Am Mon, 12 May 2008 18:34:19 -0700 schrieb Mike
<michael.h.williamson@xxxxxxxxx> in
6d597313-e544-4547-b878-cff2eb53e106@xxxxxxxxxxxxxxxxxxxxxxxxxxxx:

Hi, I have a question.

If I have a path that is parameterized by a variable 's', the derivative
of the coordinates with respect to 's' is a contravariant tensor, yes? I
have a textbook that uses the covariant derivative of this tensor (to
derive the absolute derivative). The first term of the covariant
derivative is not sensible to me (not the term involving the Christoffel
symbol). What does it mean to take the partial derivative of a function
of 's' with respect to one of the coordinates?

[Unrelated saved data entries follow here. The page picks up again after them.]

PR #1523, opened 2023-10-14
feat: Simple dev tools plugin with support for opening H2 console

Artur-:


Artur-:
This should be merged after #1485 as it depends on the project setup for `hilla-dev-mode`

packages/java/engine-runtime/src/main/java/dev/hilla/internal/TaskGenerateEndpointImpl.java
```diff
@@ -70,5 +78,27 @@ public void execute() throws ExecutionFailedException {
...
+                        }
+                        """;
+                FileUtils.writeStringToFile(vaadinTs, current,
+                        StandardCharsets.UTF_8);
+            }
+        } catch (IOException e) {
+            throw new ExecutionFailedException("Failed to update vaadin.ts", e);
+
+        }
+
```
taefi, line 102: Couldn't an `if (productionMode) { return; }` prevent opening and reading `vaadinTs` when it is building for production?

packages/java/hilla-dev-mode/src/main/resources/META-INF/resources/frontend/dev-tools-database.ts
```diff
@@ -0,0 +1,68 @@
...
+    const h2Window = window.open(this.h2path)!;
+    await waitForConsole(h2Window);
+    loginUsingUrl(h2Window, this.h2jdbcUrl);
+  }
+}
+
+const plugin: DevToolsPlugin = {
+  init(devToolsInterface: DevToolsInterface): void {
+    devTools = devToolsInterface;
+    devTools.addTab('Database', 'devtools-database');
```
taefi, line 63:
```suggestion
    devTools.addTab('H2 Database', 'devtools-database');
```

taefi (changes requested):
It seems that there are two unrelated features being added in a single PR, right? 
1. Hilla HotSwap Plugin
2. A dev tools plugin for opening H2 console

packages/java/hilla-dev-mode/src/main/resources/META-INF/resources/frontend/dev-tools-database.ts
Artur-: I would keep it as "database" as the intent is to add more functionality there, like example data generation. This is just a first step

packages/java/engine-runtime/src/main/java/dev/hilla/internal/TaskGenerateEndpointImpl.java
Artur-: Is that better?

Artur-: The current version does not read vaadinTs in production mode either

taefi (approved):

packages/java/engine-runtime/src/main/java/dev/hilla/internal/TaskGenerateEndpointImpl.java
Artur-: Extracted to a method to make it cleaner

taefi (approved):

Issue #1524, opened 2023-10-16
[auto-form] Editing numbers


sissbruecker:
Number properties are currently using a `TextField`. It should be either an `IntegerField` or a `NumberField`, depending on the Java type in the model metadata.

PR #1533, opened 2023-10-16
feat: edit numbers with auto form

sissbruecker:
## Description

Adds auto form fields for number properties.

Fixes https://github.com/vaadin/hilla/issues/1524


packages/ts/react-crud/src/autogrid-columns.tsx
```diff
@@ -22,7 +22,8 @@ export type ColumnOptions = Omit<GridColumnProps<any>, 'dangerouslySetInnerHTML'
 function getTypeColumnOptions(propertyInfo: PropertyInfo): ColumnOptions {
   // eslint-disable-next-line default-case
   switch (propertyInfo.type) {
-    case 'number':
+    case 'integer':
+    case 'decimal':
```
sissbruecker, line 26: For auto-grid both types render as integers for now, same as before. I didn't want to bloat up the PR any further. Let's address that in a separate PR.

packages/ts/react-crud/test/TextFieldController.ts
```diff
@@ -19,8 +19,8 @@ export default class TextFieldController {
     child: HTMLElement,
     user: ReturnType<(typeof userEvent)['setup']>,
   ): Promise<TextFieldController> {
-    const instance = await waitFor(() => child.closest('vaadin-text-field')!);
-    return new TextFieldController(instance, user);
+    const instance = await waitFor(() => child.parentElement!);
+    return new TextFieldController(instance as TextFieldElement, user);
```
sissbruecker, line 23: The new test abstractions are rather difficult to deal with. For now I just made `TextFieldController` work with any field, we can consider refactoring this in a separate PR to make it more generic / flexible.

packages/ts/react-crud/test/autoform.spec.tsx
```diff
@@ -39,7 +40,7 @@ describe('@hilla/react-crud', () => {
     function getExpectedValues(person: Person) {
       return (Object.entries(person) as ReadonlyArray<[keyof Person, Person[keyof Person]]>)
         .filter(([key]) => KEYS.includes(key))
-        .map(([, value]) => value);
+        .map(([, value]) => value.toString());
```
sissbruecker, line 43: This should return something that can be compared to field values, which will always be strings. So the numbers in the expected person object need to be converted into strings as well. I think this was working previously because binder was setting the value of `vaadin-text-field` to a `0` (the number, not the string), and the component doesn't have logic to sanitize that into a string. `vaadin-integer-field` and `vaadin-number-field` OTOH do have that sanitization.

packages/java/tests/spring/react-grid-test/package.json
```diff
@@ -15,11 +15,11 @@
     "@hilla/generator-typescript-plugin-subtypes": "file:../../../../ts/generator-typescript-plugin-subtypes",
     "@hilla/generator-typescript-utils": "file:../../../../ts/generator-typescript-utils",
     "@hilla/react-auth": "file:../../../../ts/react-auth",
-    "@hilla/react-components": "2.2.0-beta2",
+    "@hilla/react-components": "2.2.0-rc1",
     "@hilla/react-crud": "file:../../../../ts/react-crud",
     "@hilla/react-form": "file:../../../../ts/react-form",
     "@polymer/polymer": "3.5.1",
-    "@vaadin/bundles": "24.2.0-beta2",
+    "@vaadin/bundles": "24.2.0-rc1",
```
cromoteca, line 22: Do you really need the new versions here? Otherwise I'd leave `package.json` out of the PR. Or, if this is needed, also add the lock file.

cromoteca (changes requested):
Everything's fine for me, I just have that doubt about `package.json`.

packages/java/tests/spring/react-grid-test/package.json
sissbruecker: Not really needed, it just updates automatically when starting the IT app. Reverted the change.

PR #1535, opened 2023-10-17
chore: upgrade jackson.version to 2.15.3

ZheSun88:
this will also resolve one found vulnerability https://nvd.nist.gov/vuln/detail/CVE-2023-35116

Sometimes it helps to think of a practical example. So let's consider a
particle that is moving inertially near a black hole. Since it is moving
inertially, the 4-force is zero (going to use MACSYMA itensor notation):

f([],[mu])=0

Note that this tensor is contravariant. Now, in Relativity the force is
the absolute derivative of momentum with respect to proper time. This is
the relativistic extension of Newton's second law. So:

0=f([],[mu])=Dp([],[mu])/dtau
=dp([],[mu])/dtau + p([],[alpha])*chris([mu],[alpha,beta])*dx([],[beta])/
dtau

In this example "tau" is the parameter, equivalent to your "s". The first
term in the sum is what is actually going to be observed, ie a change in
momentum if chris([mu],[alpha,beta]) is not zero in all terms, ie there
is curvature of space-time.

So near a black hole the momentum of a photon can be observed to change
even though it is moving inertially.

Also, for a covariant tensor, the expression above would be a difference
instead of a sum, but the same conclusions would apply; the first term is
what you actually observe.

I hope this helps.

Oh, I forgot to mention that if there is inertial motion of the observer
then you can just convert the tau to observed time like

dp([],[mu])/dt=( dp([],[mu])/dtau )/gamma
where gamma=contains velocity with respect to the black hole
=1/sqrt(1-v^2/c^2)

Take care.
.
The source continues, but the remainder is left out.